Thanks for the replies, everyone and the information. I'm going to pray about this issue; hopefully it will be resolved, God willing. 

Sarah


----------



## Andres

Sarah, I'd also encourage you to prayerfully read and study Chapter 20 of the WCF. A statement like the one below isn't offensive to LOTR fans; it's offensive to those who confess Christ.



Kesed said:


> I don't want to offend any LOTR fans on here, but I could not see how any person who confesses Christ could watch such a dark movie.


----------



## Miss Marple

Consider also "The Chronicles of Narnia," lots of magic/witchcraft to ponder, there.

And I have friends who will not read any storybooks with talking animals in them, because they think that concept is satanic.

I figure the parents have the right to set the standards for their children.

But when someone argues against Harry Potter, I do ask if they like LOTR and/or Narnia, and I get "yes," back, and then I say, what is the difference?

I disagree that good and evil are not obvious in the Potter books. Good and evil are quite distinct. It is through the sacrificial death of the head of Hogwarts that the world (human and magic) is delivered from the evil Lord Voldemort. In Potter, we have a God metaphor and a Satan metaphor, and it is rather heavy handed throughout if you ask me. More young adult literature than adult novel.

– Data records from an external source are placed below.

PR #1657, opened 2023-08-29
Bring tests to next

fpliger:
## Description

This PR partially brings integration tests back. The intent of this PR is not to restore all tests but to make them run and intentionally have a view into what fails and for what reason. In fact, most tests are being skipped.

This PR is also a very ugly hack. It keeps tests in the old folder and whatnot. I'd like to merge this PR to have a starting point and:

* decide what tests we should keep, what we should remove and what we should keep but disable until we re-add some features
* move the tests from `pyscriptjs/tests` to `tests` or `pyscript.core/tests`

I think it makes sense to merge this PR as is and have a follow up to fix where it leaves and have a few more clean up PRs based on what wee decide we should keep.

**NOTE:** I'll write up the summary of the findings from the integration tests on it's on discussion so we can discuss there


pyscript.core/src/core.js
```diff
@@ -213,6 +213,7 @@ define("py", {
             // resolve PyScriptElement to allow connectedCallback
             element._pyodide.resolve(pyodide);
         }
+        console.info("[pyscript/main] PyScript Ready");
```
WebReflection, line 216: this is eventually `console.debug` ... so that we don't show this stuff by default but it's still visible. Please note that this would also log per every script or py-script element on the page so it should rather be flagged once outside this scope, if we really need log this.

I am also not sure why we prefix it as `[pyscript/main]` but I also don't have any strong opinion about what we shold write there, just trying to understand what `pyscript/main` means, thanks.

pyscriptjs/tests/integration/test_01_basic.py
```diff
@@ -333,6 +357,10 @@ def test_getPySrc_returns_source_code(self):
             == 'print("hello world!")\n'
         )
 
+    @pytest.mark.skip(
+        reason="BROKEN: Error: The interpreter 'py' was not found. Available "
+        "interpreters are: 'py-script', 'pyodide'."
```
WebReflection, line 362: IIRC this has been fixed with latest pyscript so I am not sure why this test would break.

pyscriptjs/tests/integration/test_01_basic.py
```diff
@@ -314,9 +333,14 @@ def test_assert_no_banners(self):
             </py-script>
             """
         )
+
+        # check that we have 2 banners
         with pytest.raises(AssertionError, match="Found 2 alert banners"):
             self.assert_no_banners()
 
+    @pytest.mark.skip(
+        reason="Maybe Broken: different API? We don't expose getPySrc anymore"
```
WebReflection, line 342: it's `element.srcCode` now

pyscriptjs/tests/integration/test_02_display.py
```diff
@@ -5,13 +5,14 @@
...
+import pytest
 from PIL import Image
 
-from .support import PyScriptTest, skip_worker, wait_for_render
+from .support import PyScriptTest, wait_for_render
 
 
 class TestDisplay(PyScriptTest):
-    @skip_worker("FIXME: display()")
+    @pytest.mark.skip("FIXME: display() without target is broken")
```
WebReflection, line 15: that's not true ... it's working fine with current live tests

pyscriptjs/tests/integration/test_02_display.py
```diff
@@ -153,7 +152,10 @@ def display_hello():
         text = self.page.locator("id=second-pyscript-tag").inner_text()
         assert text == "hello"
 
-    @skip_worker("FIXME: display()")
+    @pytest.mark.skip(
+        "FIXME: on CHrome fails with the error:"
+        ' The interpreter "py" was not found. Available interpreters are: "py-script", "pyodide".'
```
WebReflection, line 157: I think all these warnings are misleading ... the project works as expected and as designed but all tests need to be changed ... you can try this locally and see this very specific test just works:

```html
<!doctype html>
<script type="module" src="https://cdn.jsdelivr.net/npm/@pyscript/core"></script>
<py-script>
  def display_hello(event):
      from pyscript import display
      display('hello', target=event.target.id)
</py-script>
<button id="my-button" py-click="display_hello">Click me</button>
```

Most notably:

  * we had a very lengthy discussion around not having brackets and code evaluation in listeners ... no `python_method()` is allowed anymore, `python_method` *must* be used instead
  * every method receives the `event` that was triggered
  * the `display` is not a global leak anymore, you need to `from pyscript import display` in every single display test

pyscriptjs/tests/integration/test_async.py
```diff
@@ -87,7 +89,7 @@ async def b_func():
             "b func done",
         ]
 
-    @skip_worker("FIXME: display()")
+    @pytest.mark.skip("FIXME: display() without target is broken")
```
WebReflection, line 92: once again, `display` is not broken ... here the test working just fine using pyscript next

```html
<!doctype html>
<script type="module" src="https://cdn.jsdelivr.net/npm/@pyscript/core"></script>
<py-script id='pyA'>
  import asyncio
  from pyscript import display

  async def a_func():
      for i in range(2):
          display(f'A{i}', append=True)
          await asyncio.sleep(0.1)

  asyncio.ensure_future(a_func())
</py-script>
<py-script id='pyB'>
  import asyncio
  from pyscript import display, window

  async def a_func():
      for i in range(2):
          display(f'B{i}', append=True)
          await asyncio.sleep(0.1)
      window.console.log("B DONE")

  asyncio.ensure_future(a_func())
</py-script>
```

pyscriptjs/tests/integration/test_script_type.py
```diff
@@ -1,8 +1,10 @@
-from .support import PyScriptTest, skip_worker
+import pytest
+
+from .support import PyScriptTest
 
 
 class TestScriptTypePyScript(PyScriptTest):
-    @skip_worker("FIXME: js.document")
+    @pytest.mark.skip("FIXME: display() without target is broken")
```
WebReflection, line 7: this test works fine too:

```html
<!doctype html>
<html>
  <head>
    <script type="module" src="https://cdn.jsdelivr.net/npm/@pyscript/core"></script>
  </head>
  <body>
    <script type="py">
      from pyscript import display

      display('hello\nworld')
    </script>
  </body>
</html>
```

although I've spotted an issue if the script is in the head instead of the body ... will fix this (yet this code works)

WebReflection: Update: the MR is here https://github.com/pyscript/pyscript/pull/1658/files#diff-7a3bed362bc676d12ed6963d31fe4fda473262e3090a49b333702731f5c8d916

pyscriptjs/tests/integration/test_splashscreen.py
```diff
@@ -1,7 +1,12 @@
+import pytest
 from playwright.sync_api import expect
 
 from .support import PyScriptTest, skip_worker
 
+pytest.skip(
+    reason="DECIDE: Should we remove the splashscreen?", allow_module_level=True
```
WebReflection, line 7: yes!

pyscript.core/src/core.js
fpliger: This needs to be explicitly talked and decided yet. For now, I've just put a placeholder to make the test work.

pyscriptjs/tests/integration/test_01_basic.py
fpliger: It was still showing up in the tests. We can double check for sure

pyscriptjs/tests/integration/test_02_display.py
fpliger: All `display` tests without target break. Not at all only checking by id. #1658 may have fixed it but at least in yesterdays' next it wasn't working

pyscriptjs/tests/integration/test_02_display.py
fpliger: Honestly, that's the goal of this PR and resuming these tests. Not to say what's right or wrong but to have a clear map of what differs and decide, case by case, what should be the behavior and either declare the old version deprecated to use the new (hopefully with a deprecation warning) or fix because the current behavior isn't what we expect. 

The intent is to have visibility

pyscriptjs/tests/integration/test_03_element.py
```diff
@@ -1,9 +1,12 @@
-from .support import PyScriptTest, skip_worker
+import pytest
+
+from .support import PyScriptTest
 
 
 class TestElement(PyScriptTest):
     """Test the Element api"""
 
+    @pytest.mark.skip("FIXME: Element missing from PyScript")
```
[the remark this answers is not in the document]
fpliger: If possible I'd like to add a deprecation cycle before we remove it. If we get #1650 in (or a comparable PR where we can have all the python packages in) we can add pydom and, eventually, `Element` and a few other [deprecated] APIs that we can remove in the following release.

Definitely another topic for us to chat later and decide

pyscriptjs/tests/integration/test_async.py
fpliger: I've tested a few of the `display` cases on chrome yesterday and observed the same issue. Maybe #1658 may have fixed it? 🤷 

Either way, if it's a false negative even better.

pyscriptjs/tests/integration/test_plugins.py
```diff
@@ -1,5 +1,12 @@
+import pytest
+
 from .support import PyScriptTest, skip_worker
 
+pytest.skip(
+    reason="FIX LATER: pyscript NEXT doesn't support plugins yet",
```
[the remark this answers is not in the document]
fpliger: * correction, Python Plugins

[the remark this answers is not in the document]
fpliger: A kind of agree on removing a bunch of the plugins tests from what we test here but not for opt-out plugins we may include, etc.. 

Another topic to be discussed as well :)

pyscriptjs/tests/integration/test_py_repl.py
```diff
@@ -1,7 +1,14 @@
 import platform
 
+import pytest
+
 from .support import PyScriptTest, skip_worker
 
+pytest.skip(
+    reason="FIX LATER: pyscript NEXT doesn't support the REPL yet",
```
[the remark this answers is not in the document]
fpliger: Yes. Doesn't mean we won't test in this repo though. If it's an official plugin we need to have tests for it, just not here but in another folder/somewhere else

pyscriptjs/tests/integration/test_02_display.py
WebReflection: that change is not here, it arrived later ... all tests with `display` don't import `display` so these can't work, they all need to be re-written

pyscriptjs/tests/integration/test_02_display.py
WebReflection: There is no code evaluation in events anymore so it can't be deprecated, it will just break. We can deprecate everything we want in PyScript "classic" though and release latest classic as a patch with all deprecations and changes to help migrating to next. I think this might be a great approach!

pyscriptjs/tests/integration/test_03_element.py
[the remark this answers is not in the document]
WebReflection: I think the goal was to break and the community agreed that's what we should do. If we bring back everything we don't want anymore this is not PyScript next. See my previous comment about deprecating in PyScript classic, not in next.

This was agreed and I believe commonly understood until this comment. We don't have `Element` and we are willing to break everything we want to break.

@tedpatrick please confirm what I am saying is what we've discussed, thanks!

pyscriptjs/tests/integration/test_async.py
WebReflection: tests here don't import `display` this has nothing to do with #1658 ... all code works down to previous releases. The tests re all based on global leaks and code that is not PyScript next and it doesn't use PyScript next features.

If you don't import `display` you are not using PyScript next.

pyscriptjs/tests/integration/test_py_repl.py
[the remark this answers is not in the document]
WebReflection: Sure, I didn't mean remove it, I meant tests for core should not include tests for plugins. If we bring these tests into the `pyscript.core` folder none of the plugins should be tested there as each plugin would be tested in its own folder/project.

pyscriptjs/tests/integration/test_03_element.py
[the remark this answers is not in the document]
WebReflection: To clarify, if we bring back all the legacy *to deprecate* we won't have a release that's small and fast and we introduce a lot of code that doesn't belong to next so I hope we'll take the suggested approach or we write a migration pattern, which is partially what I also did in the documentation.

Binging in *Element* was never on the plate and in your release list there's no mention to it neither ... here you are just underlying what I've mentioned about legacy tests: it will take more time to rewrite them all than using the *polyscript* approach which works great already and it's based on the new stack/architecture already.

That being said, if the goal here is to understand what works and what doesn't using messages that tell another story ("display is broken ...") won't help anyone ... the tests are broken because target a different project, somehow, or better, a legacy that we decided to change. I hope we can fix tests instead, but it surely takes time.

pyscriptjs/tests/integration/test_py_repl.py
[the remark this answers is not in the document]
fpliger: Just to clarify, the tests are not in `pyscript.core` yet. I've keept them in the old legacy `pyscript` folder on purpose to get them "working enough" first and have some visibility into behavior changes first and then decide where to put them later.

pyscriptjs/tests/integration/test_splashscreen.py
fpliger: +1000 from me but iirc someone had concerns so I'd prefer to hear their pitch first

pyscriptjs/tests/integration/test_py_repl.py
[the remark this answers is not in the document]
WebReflection: reasonable ... but think "*once in Rome*" I'd love to have tests for current core in core so that any push to core tests core only things instead of waiting for all future things to run too (arguably desired anyway to be sure we don't break the rest) ... nothing that important thought, and actually having unified tests for any sub-project changes might be good!

pyscriptjs/tests/integration/test_splashscreen.py
WebReflection: the community has ben loud about this though ... and it takes no more than a second now to bootstrap pyodide + with workers it has no reason to exist ... I say get this intrusive solution of the project and let's make it a plugin **opt-in** for whoever misses it once we're out with next.

fpliger:
Ok, status update:

I've fixed most most of the tests issues due to the missing `from pyscript import display` and other behavior changes but didn't fix a couple that had some behavior changes and others that actually seem to surface a bug. Here are the main categories of issues:

* Issues with the test infrastructure:
  * tests that use the `config` seem broken because we inject some values in the config (in order to manage main thread vs worker)  and I think it messes the TOML and pyscript raises an error parsing the TOML( at least I think! didn't dig deeper)
* Issues due to API changes:
  * `HTML` has been removed from pyscript, so `from pyscript import HTML` doesn't work (example [here](https://fpliger.pyscriptapps.com/next-tests/latest/test_display_HTML.html))
  * `display` doesn't seem to have append=True as default like it was previously (see the [before](https://fpliger.pyscriptapps.com/next-tests/latest/test_previous_display_default_append.html) vs [now](https://fpliger.pyscriptapps.com/next-tests/latest/test_display_default_append.html)
  * test `test_display_multiple_append_false_with_target` breaks weirdly even when I port HTML. Haven't been able to dig deeper but maybe there are differences on how we manage objecst with `_repr_svg_`?
* Simple API changes (not necessarily an issue but different behavior that should be checked):
  * display without target now is added as a textNode without a <div> tag) (it might not be related to `target` but to the `append` attribute but I didn't have time to investigate. Would be good to understand the behavior now vs. old)
 
 Just to clarify... Tests skip notes are mainly quick personal notes to help me capture differences, not absolute statement and may be wrong.

fpliger:
Few more issues from other tests (not `display`).

Different behavior:

*  import js; js.console.log escaping. See the console on this example [on next](https://pyscript.com/api/content/7589ccb7-f838-4034-abea-5550f0e8d949/d3f4023c-cbbf-4a2a-859a-794656c39704/latest/test_log_escape.html) vs [on classic](https://pyscript.com/api/content/7589ccb7-f838-4034-abea-5550f0e8d949/d3f4023c-cbbf-4a2a-859a-794656c39704/latest/test_previous_log_escape.html) (pure pyodide behaves like classic)
* adding a new `py-script` tag dynamically seems to fail? (basically `let tag = document.createElement('py-script'); tag.innerHTML = "print('hello world')";` )


Issues with different APIs:

* we previously exposed `pyscript` on window and allowed some methods on it. We don't do that anymore.
* `@when` is no more
* js.pyscript_get_config() is no more
* py-script/script type='py' doesn't support `output`, `stderr` anymore? (big maybe,.... didn't investigate)

WebReflection:
> import js; js.console.log escaping

there's no escaping, console.log is not touched ... the issue is that when HTML is meant we recommend `<script type="py">` otherwise there are bigger issues. We might want to add code to fix that but it will always be error prone (discussed for weeks, reason we don't encourage custom elements over script for code).

arguably almost all tests should move to `<script type="py">` instead in Next, as that's the recommended way in both *polyscript* and the best way to have everything work in *next* too. This is due standard DOM behavior with content that gets parsed, trying to fix that has been documented already a lot as problematic no matter what we do.

> adding a new py-script tag dynamically seems to fail?

I've tried this and it works?
```html
<!doctype html>
<html>
  <head>
    <style>py-script{display:none}</style>
    <script type="module" src="https://cdn.jsdelivr.net/npm/@pyscript/core"></script>
    <script type="module">
      customElements.whenDefined('py-script').then(PyScript => {
        document.body.appendChild(new PyScript).textContent = `
          from pyscript import display

          display("Hello World")
        `;
      });
    </script>
  </head>
</html>
```

> we previously exposed pyscript on window 

we don't leak anything on window because we no longer land on window, we are a standard ESM module.

The way to retrieve utilities from it is via `import { what, ever } from '@pyscript/core'` without obtrusive global leaks.

> @when is no more

We need to port it by my feeling is that it needs changes due Workers

> js.pyscript_get_config() is no more

that's because we don't leak anymore ... before we were leaking that too. On top of that, we run multiple scripts and/or multiple workers so there is not anymore *just one py-config* so that method, whatever it does, makes no more sense to exist.

> py-script/script type='py' doesn't support output, stderr anymore?

not sure if `output` means `target` and not sure about `stderr` but surely it's not part of the documentation, hence not part of the attributes. Today we'll hopefully work on a plugin for a better *error* story and I believe `stderr` attribute there might be related. Let's see what we manage to do and how we can use that attribute, if needed.

WebReflection:
@fpliger I've thought about the `<py-script>` case and at least we can use `innerHTML` there but that loses new-lines IIRC so I'll try to see if adding previous escape won't bloat much the code. I still think that **if** there are child elements (parsed) we should warn the users that `<script type="py">` is the way to go and that using custom elements with inner nodes might break due standard behavior.

JeffersGlass:
>not sure if output means target and not sure about stderr but surely it's not part of the documentation, hence not part of the attributes

Here is the [documentation for the `output` and `stderr` attributes](https://docs.pyscript.net/latest/reference/elements/py-script.html#attributes) of a `<py-script>` tag and [the same for `<py-repl>` tags](https://docs.pyscript.net/latest/reference/elements/py-repl.html#attributes) in PyScript Classic. They specified the ID of a DOM element into which all writes to Python's `stdout` and `stderr` file-like objects would be displayed.  Note that writes to `stderr` are not necessarily the same things as handling raised exceptions, though they're closely related.

The implementation could certainly change (_my feeling is that probably these want to be selectors instead of just IDs?_), but these were requested features by users so that scripts that users can control where writes to `stdout` (ie `print()`) appear in the DOM.

JeffersGlass:
The `output` attribute is different from `target`, in that `target` specifies a DOM location for `display` and `output` is for any writes to `stdout`.

WebReflection:
after landing many MRs and listening to all the "*missing*" features, which we knew already, I think we either feature-freeze what we want to release or we'll never release anything.

here I am hearing attributes never discussed before, the plan and list in discussions doesn't mention 60% of the stuff discussed here, Antonio wants empty `worker` attribute for the release (and I agree with it) and he's going on PTO so I need to also bring in the file system and stdlib story for core.

If I need to also bring in everything PyScript classic has we're set up to fail and I won't burn myself to do that "*by next week*" so I hope we can simply stick with the initial plan and not use this branch to block the release ... 'cause **feature freeze** is what we need instead, otherwise we'll keep working on next "forever", imho.

antocuni:
> Antonio wants empty worker attribute for the release (and I agree with it) and he's going on PTO so I need to also bring in the file system and stdlib story for core.

not necessarily for the release. If we can fit it, better, if not I think it's perfectly fine to emit an error message which says "<script worker> is not supported now, will be in the future".
What I'd like to avoid is to have it silently ignored.

WebReflection:
> What I'd like to avoid is to have it silently ignored.

that's easy ... but also, as I need to work on that anyway, converting that to a Blob URL that executes what's in the tag takes nothing ... it's not necesarily huge, as change, it's just time consuming, and `output`, *as example*, is something I have zero interest in working on as nothing in PyScript Next can use it for anything useful and only investigating which plugin or thing used it for what would drain extra time too.

Time is ticking, as we want to release next week, so I am happy to skip **everything** that we already agreed doesn't matter if in there or not.

`<py-terminal>` as a plugin via Xterm.js is something I'd love to happen for the release ... `Element` or `output` or other minor findings? No thanks, that's not what we discussed to date.

I hope my thoughts make sense ... if they don't we need to change the release date as there's no other option to me.

fpliger:
> after landing many MRs and listening to all the "_missing_" features, which we knew already, I think we either feature-freeze what we want to release or we'll never release anything.
> 
> here I am hearing attributes never discussed before, the plan and list in discussions doesn't mention 60% of the stuff discussed here, Antonio wants empty `worker` attribute for the release (and I agree with it) and he's going on PTO so I need to also bring in the file system and stdlib story for core.
> 
> If I need to also bring in everything PyScript classic has we're set up to fail and I won't burn myself to do that "_by next week_" so I hope we can simply stick with the initial plan and not use this branch to block the release ... 'cause **feature freeze** is what we need instead, otherwise we'll keep working on next "forever", imho.
> 
> **edit** to clarify, `output` is not documented in neither _polyscript_ nor _pyscript core_, I didn't mean to suggest it's not documented in classic, I mean we really don't care about `output` because it's not usable by any mean by core. Other findings have likely be fixed recently or need broader discussions but either we discuss or we release and I'm the only one actively filing Merge Requests (beside this one) to the project so I can't fix dozen things in 2 days .. I hope we agree on this.

Just want to make sure I'm properly communicating. This PR is really a visibility effort and wasn't meant to signal that every different raised is a blocker to the release.

We agreed to not bring everything that was in classic and that's not the intention here. The intention is more to make sure that we surface differences and have a plan for these (which can mean, "we will drop this" or "oh, this is important but not a blocker for the release, let's add later" or "oh, this is a blocker". Nothing should be considered a blocker unless clearly stated **this is a blocker**.

Also, very very important, while releasing is important, not burning anyone out (or even just creating unnecessary stress) is more important. If we find blockers or need changes, we'll need to see that impacted into a release date.

WebReflection:
@fpliger thanks for this

> not burning anyone out (or even just creating unnecessary stress) is more important

but I feel like I've misused my *burning down to* reference, rather thinking "*I can make all happens but with zero time it will all be flaky*" which I am happy to know that's **not** what we want at all.

Once rebased, I agree this is super helpful as long as CI won't' become the blocker once it's in :smiling_face_with_tear:

fpliger:
Awesome 🍻 

So, I've merged next and should be good to go. What I'd like to do next is:


* take the current tests in this PR as inspiration for:
  * comparable tests in `core` (only for parts that make sense and after the comparable code has been ported)
  * comparable tests for plugins shipped with the release (the banner comes to mind for instance)
* decide where to put the integration tests (they don't need to be in `pyscript.core`)
* decide the right way to run this in CI. We've discussed that in the past and the overall opinion was to have these ran by a daily job since they are longer tests that will take minutes, not seconds. Since we didn't capture that in a discussion, I'd like to make sure we are all aligned.


None of the above is mandatory pre-release.

pyscript.core/src/core.js
WebReflection: @fpliger can we please make it a `console.debug` instead? that's what I am sure MicroPython and I think Pyodide are doing too (if not, Pyodide should /cc @hoodmane)

pyscriptjs/tests/integration/test_splashscreen.py
ntoll: Kill the splash screen for all the reasons @WebReflection states. ☠️

If folks want a splash screen, they're likely technical enough to know how to implement one themselves.

ntoll:
Hi folks,

As far as I can tell this PR should be approved and merged with the following caveats:

* Much of the code in this PR that brings in the integration tests from "classic" will be removed very soon. The purpose of this PR is a bridging exercise to highlight and manage what's different.
* Just because an integration test isn't passing doesn't mean it blocks the release. I agree strongly with @WebReflection that we'll never ship anything if we took the status of these tests as an indication of readiness to ship.
* **TODO IN THE FUTURE**: we need to figure out what (if anything) from these tests is relevant to polyscript (i.e. the very core of PyScript), and what is exercising classic PyScript features that we want to move forward with (the REPL and notebook plugins spring to mind). I imagine most of this code will be refactored away into tests for individual plugins (another story we need to figure out... what's the recommended way to write these tests? [if only so there's a sensible expectation of what we expect folks to do])

Ergo, :+1: :shipit: from me.

ntoll (approved):

fpliger:
Yes on everything you said. That was the whole intent:

* have a bare minimum insight on what different (in terms of tests of internal sub-features that are not that easy to surface via test)
* follow up PR to add the `next` integration tests infrastructure that can tests things in a more modulare way (separating what's core, what's shipped as default/opt-out, what's shipped as opt-in, everything else we maintain
* remove these tests (and the whole `pyscriptjs` folder)
* move `examples` somewhere else
* add integration tests for the examples somewhere else

👍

In the Potter books, the heroes are faithful, loyal, try to deliver people from torment, try to understand other people, suffer wrong without paying back, sacrifice themselves for the good of others, and are very brave and resourceful. They are compassionate. They forgive others who come from the other side and want to join them. They overlook weaknesses.

The bad guys simply delight in others' suffering and try to dominate. They hate non magical and mixed blood humans with a passion and rule through terror and murder.


----------



## Philip

Kesed said:


> I don't believe that The Lord of the Rings movies are Christian or have Christian themes. Others, however--well meaning professing Christians have told me that the LOTR have Christian elements to them. Books and movies. Having not read the books myself or seen the movies--I had no idea other then what they had told me. Perhaps its the popular view?



Again, I would refer you to the articles I posted earlier, as well as the hundreds of articles, both scholarly and otherwise that talk about Tolkien's personal faith and its manifestation in his creative work (also, his letters have been published, not to mention his scholarly and theological work). The films are admittedly less clear on these points, given that Peter Jackson is in no sense a believer, but I cannot read Tolkien's themes of redemption, original sin, and eucatastrophe (the providential victory when all seemed lost) without understanding the Christian influences and elements of the story.

Simply because something is not allegory or symbolic does not mean that its themes are not Biblical or that it is not applicable. Not every fantasy has to be _Pilgrim's Progress_.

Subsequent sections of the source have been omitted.